WHAT YOU ARE ASKED TO DO >>
Your answer should consist of each line from the data below that contains "setLength".

[Saved data entries]
########
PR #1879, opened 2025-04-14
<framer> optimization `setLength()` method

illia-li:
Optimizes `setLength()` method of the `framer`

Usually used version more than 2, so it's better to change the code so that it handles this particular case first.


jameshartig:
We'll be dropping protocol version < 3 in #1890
########
EXPECTED ANSWER >>
<framer> optimization `setLength()` method
Optimizes `setLength()` method of the `framer`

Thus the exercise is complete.